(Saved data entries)

● ● ●

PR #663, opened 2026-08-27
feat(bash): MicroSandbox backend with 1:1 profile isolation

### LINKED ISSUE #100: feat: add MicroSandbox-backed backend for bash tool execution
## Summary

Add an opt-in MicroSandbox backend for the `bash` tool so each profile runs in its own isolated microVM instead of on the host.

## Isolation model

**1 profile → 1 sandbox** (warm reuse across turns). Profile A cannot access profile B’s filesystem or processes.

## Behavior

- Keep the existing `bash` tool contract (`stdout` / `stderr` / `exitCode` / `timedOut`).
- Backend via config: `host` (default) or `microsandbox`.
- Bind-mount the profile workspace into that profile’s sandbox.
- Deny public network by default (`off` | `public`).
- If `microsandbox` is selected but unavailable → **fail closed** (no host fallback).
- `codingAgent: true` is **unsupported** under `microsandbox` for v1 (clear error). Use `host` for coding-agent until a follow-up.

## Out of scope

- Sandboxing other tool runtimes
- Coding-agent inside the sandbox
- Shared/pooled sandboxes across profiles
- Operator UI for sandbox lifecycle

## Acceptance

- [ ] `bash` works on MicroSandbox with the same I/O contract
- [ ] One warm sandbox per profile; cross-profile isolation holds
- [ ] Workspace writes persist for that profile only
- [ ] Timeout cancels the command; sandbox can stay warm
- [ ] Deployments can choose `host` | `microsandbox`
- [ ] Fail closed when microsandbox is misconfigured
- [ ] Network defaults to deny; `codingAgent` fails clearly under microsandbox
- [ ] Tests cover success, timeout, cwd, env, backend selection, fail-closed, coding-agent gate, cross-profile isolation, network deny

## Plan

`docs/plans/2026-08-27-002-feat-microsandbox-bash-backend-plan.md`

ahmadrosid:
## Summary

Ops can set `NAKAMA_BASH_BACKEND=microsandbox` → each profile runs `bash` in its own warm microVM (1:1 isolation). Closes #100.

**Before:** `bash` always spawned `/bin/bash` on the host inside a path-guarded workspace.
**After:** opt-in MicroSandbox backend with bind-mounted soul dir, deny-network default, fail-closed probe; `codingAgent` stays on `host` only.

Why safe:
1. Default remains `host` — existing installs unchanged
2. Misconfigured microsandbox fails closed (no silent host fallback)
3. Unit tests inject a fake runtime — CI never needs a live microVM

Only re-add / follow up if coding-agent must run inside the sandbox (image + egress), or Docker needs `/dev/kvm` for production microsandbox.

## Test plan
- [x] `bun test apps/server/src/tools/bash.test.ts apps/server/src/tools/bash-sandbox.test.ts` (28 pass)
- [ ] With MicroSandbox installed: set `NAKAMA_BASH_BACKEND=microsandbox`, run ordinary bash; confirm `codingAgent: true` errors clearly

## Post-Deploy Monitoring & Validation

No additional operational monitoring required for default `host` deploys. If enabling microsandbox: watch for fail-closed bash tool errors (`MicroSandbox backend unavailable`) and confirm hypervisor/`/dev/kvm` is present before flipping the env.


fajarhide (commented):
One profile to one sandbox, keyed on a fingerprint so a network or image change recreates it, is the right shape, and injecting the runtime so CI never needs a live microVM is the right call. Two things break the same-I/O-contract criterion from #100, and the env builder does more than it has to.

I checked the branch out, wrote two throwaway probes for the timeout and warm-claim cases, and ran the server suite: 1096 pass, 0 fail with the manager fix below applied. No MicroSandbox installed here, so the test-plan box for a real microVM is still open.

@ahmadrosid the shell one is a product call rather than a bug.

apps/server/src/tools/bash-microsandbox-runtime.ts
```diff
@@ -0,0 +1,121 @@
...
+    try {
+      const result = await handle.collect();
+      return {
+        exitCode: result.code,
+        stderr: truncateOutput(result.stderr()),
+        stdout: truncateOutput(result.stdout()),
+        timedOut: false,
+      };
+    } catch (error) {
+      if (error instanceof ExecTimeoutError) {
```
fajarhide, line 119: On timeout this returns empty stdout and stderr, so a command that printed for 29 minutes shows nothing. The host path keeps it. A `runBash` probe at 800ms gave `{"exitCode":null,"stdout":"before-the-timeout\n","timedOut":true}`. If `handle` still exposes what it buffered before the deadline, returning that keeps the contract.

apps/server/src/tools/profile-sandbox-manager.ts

● ● ●

**YOUR TASK:** Lines with "warm" in the records above: copy every one of them.

**ANSWER FOR THE TASK:**
**1 profile → 1 sandbox** (warm reuse across turns). Profile A cannot access profile B’s filesystem or processes.
- [ ] One warm sandbox per profile; cross-profile isolation holds
- [ ] Timeout cancels the command; sandbox can stay warm
Ops can set `NAKAMA_BASH_BACKEND=microsandbox` → each profile runs `bash` in its own warm microVM (1:1 isolation). Closes #100.
I checked the branch out, wrote two throwaway probes for the timeout and warm-claim cases, and ran the server suite: 1096 pass, 0 fail with the manager fix below applied. No MicroSandbox installed here, so the test-plan box for a real microVM is still open.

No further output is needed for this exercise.